Foo - Trig identities

This trig class so far has been pretty easy, due to the exposure from Physics. But this one assignment is pretty annoying, I am not getting anywhere. THis makes me think of a sort of a puzzle where you have to just do it a few times to get your mind 'in gear'. Okay well then my clutch is shot or something. We never got to see an example problem done, the teacher was in sort of a rush and gave us this. She said basically "if one method doesn't work, try something else". Well, I am going to be here all night at this rate. Can somebody give me a jump start? We are supposed to simplify problems like this:
[(1-tan^2)/(1+tan^2)]+2Sin^2

Farthest I've gotten is to realize that 1+tan^2 = sec^2 :D

Maybe this may help:

http://mathforum.org/dr.math/faq/formulas/faq.trig.html

i used to hate trig identities, but once you understand them, and use them in some calculus problems, its actually pretty fun solving those problems.

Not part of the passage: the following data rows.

Issue #858, opened 2026-09-02
DomeCapability.estimate_rotate_time_s() -- mean-distance dome rotate time (descoped from live position)


thusser:
## Context

Follow-up to `specs/plans/2026-09-01-instrument-capability-duration-estimates.md`, which feeds
pyobs-portal instrument capability data (slew rate, readout time, filter-change time, etc.) into
`Script.estimate_duration()`. That plan uses a fixed placeholder slew/rotate *distance* (rate alone
isn't a duration) because there's generally no "current pointing" state at estimate time.

One case is solvable now without new design, though: `OnDemandScheduler`'s **first** placed task in
a given `schedule()` call. At that point the live telescope position is genuinely knowable via one
async `IPointingRaDec`/`IPointingAltAz` proxy call, made once by the caller
(`pyobs/modules/robotic/scheduler.py`, which already owns the comm/proxy access) before invoking
`schedule()`, then threaded through the same way `instrument_capabilities` is threaded through
(`TaskScheduler.schedule()` → `TaskData`) — `estimate_duration()` itself stays sync, so the value has
to be pre-fetched, not queried live from inside it.

Two harder related cases are explicitly **not** in scope for this issue (need their own design
first):
- Every task after the first in the same `schedule()` pass — `OnDemandScheduler`'s greedy recursion
  (`schedule_in_interval` → `schedule_first_in_interval`, `ondemandscheduler.py`) doesn't currently
  track "last scheduled task's target" as state across calls.
- pyobs-portal's script-builder live-edit duration estimate (`schema.py`'s `estimate_duration()`) —
  no schedule context and no live telescope reachable from the Django process at all.

## Proposal

- `pyobs/modules/robotic/scheduler.py` fetches the live telescope RA/Dec (or Alt/Az) once per
  `schedule()` invocation, alongside the existing `instrument_capabilities` fetch.
- Thread it through `TaskScheduler.schedule()` / `TaskData` (same shape as
  `instrument_capabilities`).
- `PointingScript`/`ImagingScript`/`AutoFocusScript`'s `estimate_duration()` use it, when present,
  as the start position for the first task's slew-distance calc instead of the fixed placeholder.
  Falls back to the placeholder whenever it's missing (module unreachable, no telescope configured,
  etc.) — same optional/degrade-to-None convention as the rest of the parent plan.

## Repos

pyobs-core only — no pyobs-portal changes needed for this piece.

thusser:
[...]

PR #867, opened 2026-09-03
feat: consume instrument_capabilities in 4 leaf scripts (§A.8)

thusser:
## Summary
§A.8 of `specs/plans/2026-09-01-instrument-capability-duration-estimates.md` — the last piece of §A. Four scripts now read `data.instrument_capabilities` and use real portal-declared numbers wherever available, falling back to today's flat fudge constants whenever the lookup misses at any level (no `data`, no capabilities, no matching `module_name` row, or the specific field not set on the matched row):

- **`ImagingScript`**: adds real per-binning readout time (previously not counted at all) and real per-wheel filter-change time (also previously absent — now counted once per actual filter transition across the full `instrument_configs * repeats` sequence; a config with no `optical_filter` set never counts as a transition, since there's no way to know whether that's actually a change). Telescope slew replaces the flat `60.0` fudge.
- **`PointingScript` / `AutoFocusScript`**: telescope slew replaces their flat `60.0` fudges.
- **`DarkBiasScript`**: camera's matching `BinningOption.readout_time_s` replaces the flat `5.0`s readout fudge.
- **`SelectorScript`**: unchanged, per the plan's Non-goals (unclear which capability field, if any, actually fits "mode change" duration).

New `TelescopeCapability.estimate_slew_time_s()` (`pyobs/robotic/instruments.py`) centralizes the "typical slew distance / real rate" placeholder shared by all three telescope-slewing scripts, instead of duplicating the constant and the None-rate fallback three times.

## Not in this PR
§A.4 (`PortalTaskArchive`'s concrete fetch/cache) — needs a new pyobs-portal marker endpoint that doesn't exist yet, tracked as its own follow-up. Every backend still returns `None` for `get_instrument_capabilities()` today, so **this PR changes no runtime behavior** until real capability data is actually wired up to reach these scripts.

## Test plan
- [x] 20 new tests across `test_instruments.py` (`TelescopeCapability.estimate_slew_time_s()`) and all 4 scripts' test files (real-value path, missing-module fallback, missing-field fallback, filter-change transition counting including the "None never counts as a change" and cross-repeat-boundary cases)
- [x] `pytest tests/` (excluding `integration`/`xmpp`) — 1886 passed (up from 1866), no regressions
- [x] `ruff check` / `black --check` / `pyrefly check` — clean (30 pre-existing, unrelated pyrefly errors on 2 test files confirmed identical on `develop`)

### DIFF
--- a/pyobs/robotic/instruments.py
+++ b/pyobs/robotic/instruments.py
@@ -70,7 +70,13 @@ class CameraCapability(BaseModel):
 # destination-minus-start-position distance a real estimate would need. See
 # specs/plans/2026-09-01-instrument-capability-duration-estimates.md's "Representative slew/rotate
 # distance" note; pyobs-core#858/#859 track replacing this with a real distance.
-_TYPICAL_SLEW_DEG = 90.0
+#
+# A default, not a hardcoded constant inside estimate_slew_time_s() below: #858/#859's real
+# distances will likely differ per script (a flat-field PointingScript slew and an
+# ImagingScript/AutoFocusScript target slew aren't the same kind of move), and this keeps that
+# future per-caller distance a parameter on the estimate rather than a policy decision baked into
+# what's meant to stay a pure mirror of the portal's data.
+DEFAULT_SLEW_DISTANCE_DEG = 90.0
 
 
 class TelescopeCapability(BaseModel):
@@ -83,14 +89,18 @@ class TelescopeCapability(BaseModel):
     slew_rate_deg_per_s: float | None = None
     updated_at: str | None = None
 
-    def estimate_slew_time_s(self) -> float | None:
-        """First-pass slew-duration estimate: `_TYPICAL_SLEW_DEG` divided by the real slew rate.
-        None if `slew_rate_deg_per_s` isn't declared (or isn't positive) -- callers fall back to
-        their own flat constant in that case, same as when no capability data exists at all.
+    def estimate_slew_time_s(self, distance_deg: float = DEFAULT_SLEW_DISTANCE_DEG) -> float | None:
+        """First-pass slew-duration estimate: `distance_deg` divided by the real slew rate. None
+        if `slew_rate_deg_per_s` isn't declared (or isn't positive) -- callers fall back to their
+        own flat constant in that case, same as when no capability data exists at all.
+
+        `distance_deg` defaults to `DEFAULT_SLEW_DISTANCE_DEG`, the same first-pass placeholder
+        every caller uses today; a caller can pass its own once #858/#859 give it a real,
+        script-specific distance instead of this shared guess.
         """
         if self.slew_rate_deg_per_s is None or self.slew_rate_deg_per_s <= 0:
             return None
-        return _TYPICAL_SLEW_DEG / self.slew_rate_deg_per_s
+        return distance_deg / self.slew_rate_deg_per_s
 
 
 class DomeCapability(BaseModel):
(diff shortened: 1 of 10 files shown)


thusser (commented):
## Review: approve — the §A.8 consumption layer is well-built

Every fallback preserves today's exact formulas, the capability lookups match the model layer's semantics, and the new filter-transition logic is careful and well-tested. No blockers.

### Verified

- **Fallback equivalence holds.** With no capabilities (the production state today — every backend still returns `None`), all four scripts reproduce their old formulas exactly: imaging's readout → 0.0 (it was never counted), slew → flat 60.0, acquisition → +30.0, no filter time; darkbias's `readout = 5.0` in all three branches (exptimes list, match-science, single-exptime); pointing/autofocus → 60.0. So the "no runtime behavior change until data is wired" claim is accurate.
- **Lookup semantics are consistent.** Camera/telescope/filter-wheel lookups key on the scripts' existing module-name fields; readout only applies when the exact `(x, y)` binning is declared on the portal row (conservative — no nearest-binning guessing); `_readout_time_s` returns 0.0 (not a fudge) for imaging since imaging previously counted no readout, while darkbias keeps its 5.0 — matching the plan's per-script fallback semantics.
- **Filter-change counting is correct.** Transitions are counted per config pair (not per exposure — a `count`-long series shares one filter), the sequence wraps across the repeat boundary, `None` (use-current-filter) never counts, and the unknown starting filter isn't counted. Test cases cover R,V,V,R→2, R,V|R,V→3 across repeats, and None-touching→0.
- **`estimate_slew_time_s()`** guards `None`/non-positive rates, and the 90° placeholder is documented with plan + #858/#859 references.
- **Tooling:** 66/66 tests on the 5 touched files pass, full `tests/robotic/scripts/` 139/139 pass, `ruff`/`black` clean. pyrefly's 30 errors are all in `test_autofocus.py`/`test_darkbias.py` on pre-existing lines — I verified the identical error set exists on `develop` (exact line-shift mapping: uniform +1/+2 from the new imports, +27 past the appended test blocks). The "20 new tests" claim checks out (3+2+9+3+3).

### Notes (non-blocking)

1. **Design: estimation policy now lives on a data-mirror model.** `_TYPICAL_SLEW_DEG` + `estimate_slew_time_s()` put a pyobs-side planning decision (the placeholder 90° distance) on `TelescopeCapability`, which #864 deliberately kept a pure serializer mirror. It's self-contained and convenient, but when #858/#859 replace the placeholder with real distances — which will likely differ per script (pointing vs. autofocus slews) — a shared helper parameterized by distance or per-script constants would keep the model clean.
2. **Imaging: the slew term applies regardless of whether the config actually slews.** A pure bias/dark `instrument_configs` sequence still adds slew time (rate-based now, 60.0 flat before) — pre-existing conceptual fudge (the +60 was unconditional), just noting the estimate now distinguishes *rate* but not *whether a slew happens* at all. Also, each filter transition costs one `filter_change_time_s` (portal's documented one-position-step estimate) regardless of how many wheel positions a change actually spans. Both are reasonable first passes per the plan; worth a sentence in the docstring.
3. **Nit:** imaging.py's new `from pyobs.robotic.instruments import CameraCapability` is a runtime import used only in an annotation — the file's own convention (`TaskData`) is `TYPE_CHECKING`; moving it would be consistent (negligible today since `instruments.py` is import-light).

### Summary

Faithful to §A.8, careful fallback design, and the strongest test coverage of the three PRs in this series. Merge as-is; note 1 is the one to keep in mind for the #858/#859 follow-ups.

Farthest I've gotten is to realize that 1+tan^2 = sec^2 :D
To me, this looks like shorthand for the assertion that getting a tan doubles your chances of having sex (which may or may not be true, but I have a hunch it is not what the author intended to communicate here).

This astounding level of math comprehension is one of the primary reasons I ended up in law school. Let this be a warning to you, kids.

Doesn't that just equal 1?

yes it does equal 1,

pc2, try subs for tan^2 -> (tan^2 = sin^2/cos^2)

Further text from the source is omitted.